# "Dad" and Hannes Frischat



## Justus (Oct 6, 2009)

Beautiful composition and very nice sound!

o/~ o/~ o/~ o/~ o/~ o/~ o/~ o/~ 

@Hannes: How much do you charge for overdubs like these? I'm really interested in overdubs for future projects.


----------



## Hannes_F (Oct 6, 2009)

Thank you Craig for posting this here, and I really enjoyed working on this piece, and especially enjoyed the cooperation.

As some of you know I have developed my own method of overdubbing up to 65 voices of real string sections. Initially I had lots of phasing and other problems but with the help and comments of the great guys in this forum (Jose Herring, David Robinson, rayinstirling, Colin O'Malley and re-piet) I solved them step by step. So this may be the appropriate time to say a big 

THANK YOU!

to all of you and also to Daryl Griffith who originally introduced the idea of picking up other string instruments than the violin.

In a way it may be a bit contradictory that I got so much help for recording real instruments in a virtual instruments forum ... but there are incredible musicians around here and overdubs have always been good friends with samples, so it makes sense.

All in all it was quite a ride to get there and it included setting up a studio with special sound characteristics, learning to play the viola and the cello, and not to forget to learn the engineering and mixing thing.

Originally I developed my method for recording my own music. However it turned out that it complements already good midi mockups very well, so I am happy to say it could be useful also for others.

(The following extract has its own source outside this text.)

PR #1063, opened 2025-09-24
chore: replace pessimistic proof `TODO`s with issues

iljakuklic:
Introduce Github issues in place of TODOs so we can track them better.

I am still learning a lot from project to project but if somebody is interested in how my strings currently sound here is Craigs tune with strings alone ... already a very beautiful composition:

http://www.strings-on-demand.com/demos/ ... gsonly.mp3

Justus, just shoot me a mail at [email protected], I can send a price list but don't want to get too commercial here.

Thank you
Hannes


----------



## artsoundz (Oct 6, 2009)

Craig Sharmat @ Tue Oct 06 said:


> As an afterthought piece to my soon to be released "smooth jazz" album I decided to redo an old tune of mine and ask Hannes to overdub the strings. There is some Lass for girth (Hannes knows how much, I don't). Hannes played Vis,Vas,Vcs and CBs...phew! While the price was great what was better was his caring about how the piece sounded. He was very hands on so we ended making the mix a collaboration.
> 
> Hope you like
> 
> ...



really beautiful, Craig. And Hannes-Mr String section-woah! Icing on the cake w/Mark as well. 

I heard this piece sometime ago and always thought it would make a great fit on your record. congratulations to you guys. The power of the internet-wow.


----------



## Jack Weaver (Oct 6, 2009)

You always get the punchiest guitar sounds. 

Was that 'mic'd only' or your super cool preamp thingee?

.


----------



## germancomponist (Oct 6, 2009)

Very good, Craig & Hannes!

I like the melody and the sound very much.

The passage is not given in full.